Produto Intelectual Nacional...

Depois de ler sobre o Desafio Nacional no Blog da Bruna Longobucco (leia aqui: Feitiço Literário), acendeu aqui comigo o desejo de promover. Afinal, não é de hoje que eu lastimo o pouco caso, preconceito e desamor para com a produção brasileira. Não vem só dos leitores, mas, infelizmente, de muitos autores também.

Falo sobre isso também no Blog da Karina (leia aqui: K-Romances).

Porque deixar de escrever sobre o país e a cultura que nasceu, para supervalorizar uma, até mesmo, em que nunca esteve?

Não é uma crítica velada, apenas uma observação simpática. Conheço autores brasileiros que usaram outros países para palco de seus romances. Mas nem por isso só lá fora permaneceram. Antes, muito falaram e mostraram do que temos bem aqui.

Quanto aos leitores, claro que existem as exceções, mas é triste saber que grandes autores brasileiros da atualidade tiveram de primeiro conquistar os aplausos no exterior, para, só então, ser aclamado aqui, não? Essa história é novidade? Não... Para quem já ouviu falar da banda musical Sepultura, das cantoras e compositores líricos e do autor Paulo Coelho que, se nunca o li (ainda), admiro seu papel como representante verde-amarelo lá fora.

Não é segredo para ninguém meu amor pela obra de Erico Verissimo, meu encanto pela Cora Coralina que um dia foi alguém como nós, novos autores. Não esqueço do dia que li um trecho de sua Biografia e o editor que a descobriu tinha uma salinha simples num fim de corredor, onde na porta se lia entre sem bater... Imprimiu-se seus pirmeiros livros com o auxílio da Faculdade da Universidade Federal de Goiás.

Não importa o meio que se obtenha uma edição. Importa que o que temos dentro de nós para oferecer chegue, de alguma forma, até o leitor.

Cada dia descubro um novo e maravilhoso autor brasileiro como é o caso com a Lya Luft e a Bruna Longobucco. A Lya, apesar de já ter ouvido falar, não conhecia. Estava perambulando pela biblioteca, caçando algo diferente de sempre, e meu olhar bateu naquela coleção vermelha, lombadas com letras douradas. Lya Luft... o nome, não sei porque, soou no meu "ouvido mental" como um sortilégio — palavra que o Erico parecia tanto gostar de empregar.
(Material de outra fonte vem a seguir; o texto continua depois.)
PR #324, opened 2023-10-09
feat: transaction signing task; polishing tasks

aorumbayev:
## Proposed changes

- This PR refactors the code by moving some functions from transfer.py to utils.py for better code organization and reusability. It also adds a new feature to sign Algorand transactions in sign_transaction.py.
- Adding `.` at the end of all help messages in tasks for consistency. Updating affected tests, regenerating docs

## TODO

- [x] Snapshot tests

## Open questions

- Acceptance criteria explicitly mentions that this operation allows working with single transaction per file/base64 encoded record passed. @robdmoore just making sure we are on the same page, as you can see in the implementation if user provides a file with more than 1 txn in the file click will raise an exception saying only 1 txn per file is supported for signing

### DIFF
--- a/src/algokit/cli/tasks/sign_transaction.py
+++ b/src/algokit/cli/tasks/sign_transaction.py
@@ -1,63 +1,121 @@
+import base64
 import json
+import logging
 from pathlib import Path
 from typing import cast
 
 import click
 from algosdk import encoding
-from algosdk.transaction import Transaction, retrieve_from_file, write_to_file
+from algosdk.transaction import SignedTransaction, Transaction, retrieve_from_file, write_to_file
 
+from algokit.cli.common.utils import MutuallyExclusiveOption
 from algokit.cli.tasks.utils import get_account_with_private_key
 
-
-def get_transaction(file: Path | None, transaction: str | None) -> Transaction:
-    if file:
-        txns: list[Transaction] = retrieve_from_file(str(file))  # type: ignore[no-untyped-call]
-        if len(txns) > 1:
-            raise click.ClickException("Only one transaction per file is supported.")
-        return txns[0]
-    elif transaction:
-        return cast(Transaction, encoding.msgpack_decode(transaction))  # type: ignore[no-untyped-call]
-    else:
-        raise click.ClickException("Provide either a file to sign or a transaction to sign, not both or none.")
+logger = logging.getLogger(__name__)
 
 
-def confirm_transaction(txn: Transaction) -> bool:
-    click.echo(json.dumps(txn.__dict__, indent=2))
-    response = click.prompt("Do you want to sign the above transaction?", type=click.Choice(["y", "n"]), default="n")
+def _format_transaction_for_stdout(txn: Transaction) -> dict[str, int | str | bytes | None]:
+    raw_txn = txn.__dict__.copy()
+
+    # Group isn't decoded via dictify by default, hence the need to decode it manually for stdout confirmation message.
+    if raw_txn.get("group"):
+        raw_txn["group"] = base64.b64encode(raw_txn["group"]).decode()
+
+    return raw_txn
+
+
+def _validate_for_signed_txns(txns: list[Transaction]) -> None:
+    signed_txns = [txn for txn in txns if isinstance(txn, SignedTransaction)]
+
+    if signed_txns:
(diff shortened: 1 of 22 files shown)


src/algokit/cli/tasks/sign_transaction.py
```diff
@@ -0,0 +1,63 @@
...
+    signed_txn = txn.sign(private_key)  # type: ignore[no-untyped-call]
+
+    if output:
+        write_to_file([signed_txn], str(output))  # type: ignore[no-untyped-call]
+        click.echo(f"Signed transaction written to {output}")
+    else:
+        click.echo(encoding.msgpack_encode({"txn": signed_txn.dictify()}))  # type: ignore[no-untyped-call]
+
+
+@click.command(name="sign", help="Sign an Algorand transaction.")
```
aorumbayev, line 40: @robdmoore just fyi, id suggest to use this as a starting point for pr review, remaining tweaks in other tasks are just minor polishing

src/algokit/cli/tasks/sign_transaction.py
```diff
@@ -0,0 +1,63 @@
...
+
+
+def get_transaction(file: Path | None, transaction: str | None) -> Transaction:
+    if file:
+        txns: list[Transaction] = retrieve_from_file(str(file))  # type: ignore[no-untyped-call]
+        if len(txns) > 1:
+            raise click.ClickException("Only one transaction per file is supported.")
+        return txns[0]
+    elif transaction:
+        return cast(Transaction, encoding.msgpack_decode(transaction))  # type: ignore[no-untyped-call]
```
robdmoore, line 19: Does this take base 64?

robdmoore: I more meant `transaction` itself should be a base64 string, is that the right input for that `msgpack_decode` method?

robdmoore: Also, if we use cast do we need to do some validation to check it is intact? Does it matter?

src/algokit/cli/tasks/sign_transaction.py
```diff
@@ -0,0 +1,63 @@
...
+
+
+def sign_and_output_transaction(txn: Transaction, private_key: str, output: Path | None) -> None:
+    signed_txn = txn.sign(private_key)  # type: ignore[no-untyped-call]
+
+    if output:
+        write_to_file([signed_txn], str(output))  # type: ignore[no-untyped-call]
+        click.echo(f"Signed transaction written to {output}")
+    else:
+        click.echo(encoding.msgpack_encode({"txn": signed_txn.dictify()}))  # type: ignore[no-untyped-call]
```
robdmoore, line 37: Is this right?

I thought the format of signed was `{txn: txn, sig: sig}`

src/algokit/cli/tasks/sign_transaction.py
```diff
@@ -0,0 +1,63 @@
...
+    help="The file to sign.",
+    required=False,
+)
+@click.option("--transaction", "-t", type=str, help="The transaction to sign.", required=False)
+@click.option("--output", "-o", type=Path, help="The output file.", required=False)
+@click.option("--force", is_flag=True, help="Force signing without confirmation.", required=False)
+def sign(*, account: str, file: Path | None, transaction: str | None, output: Path | None, force: bool) -> None:
+    signer_account = get_account_with_private_key(account)
+
+    if bool(file) == bool(transaction):
```
robdmoore, line 55: If both are false this won't trigger but should?

src/algokit/cli/tasks/sign_transaction.py
aorumbayev: all unsigned transaction objects should be inheriting from Transaction parent class. In case its already signed there is a separate validator that will throw an exception if user provided something that is signed already.

src/algokit/cli/tasks/sign_transaction.py
aorumbayev: @robdmoore added a custom click subclass for handling mutually exclusive options, this is not simplified a bit please check again

src/algokit/cli/tasks/sign_transaction.py
aorumbayev: @robdmoore as discussed during the call, i will assume goal for now, we can add extra flags to handle different formats in future - semantics of the commands itself should remain intact anyway

robdmoore (approved):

Além da surpresa de ler que ela dedica o livro à D. Mafalda Verissimo (meus olhos até umedeceram de leve. Desculpem se pareço, por isso, exagerada ou por demais emotiva. Mas que fazer? Sou assim...) descobri, durante a leitura de “Pensar é transgredir” que com suas "verdades" e modo aberto da autora de falar sobre tudo já me cativou e junto com o Erico Verissimo, a Cora Coralina, o Rubem Alves, e a Eleanor Potter (autora de Poliana), as pelavras de Lya Luft nunca sairão da minha estante e meu do coração pensante.

E, com toda a certeza, se eu encontrar por aí um novo autor, com uma sinopse tão encantadora como “Sem Destino” da Bruna Longobucco (estou no meio dessa deliciosa leitura), ou um texto lírico e filosófico como em “Além das Nuvens”, também da Bruna, que me atraia, não hesitarei em ler, já que sempre fui assim, sem medo do novo. Além de ler originais de outras autoras brasileiras com anseios quais os meus, procurando incentivá-las a não desistirem, tenho na minha estante e comprei porque que quis, porque me encantei pelo resumo, A Morada do Vento, da Stephana Marchiori. Aliás, quem comprou-me esse lindo romance que qualquer dia falarei a respeito foi a Marcela^^. Tenho a coleção do Álvaro Cardoso Gomes (Beto e Lúcia Helena) que lia sorrindo por me identificar com o espaço que ele tramava com as vozes de sua obra. Sem falar nos tantos que já me fogem à memória que lia na biblioteca da escola no ensino fundamental, todos nacionais. Minhas colegas, com Harry Potter (não li, é sobrenatural) na mão, me olhavam com aquele olhar terno “Aline ET”. Mas como elas respeitavam-me, eu respeitava-as. Gosto é como olhar ou impressão digital, cada um tem o seu e é não-classificável. Pode haver um sobrenatural que eu venha a gostar, um dia. Assim como pode haver um nacional que um leitor ávido de estrangeiros possa ler e se encantar. Ou ainda, provocá-lo. Existem leituras que não são para ser agradáveis, mas para nos provocar.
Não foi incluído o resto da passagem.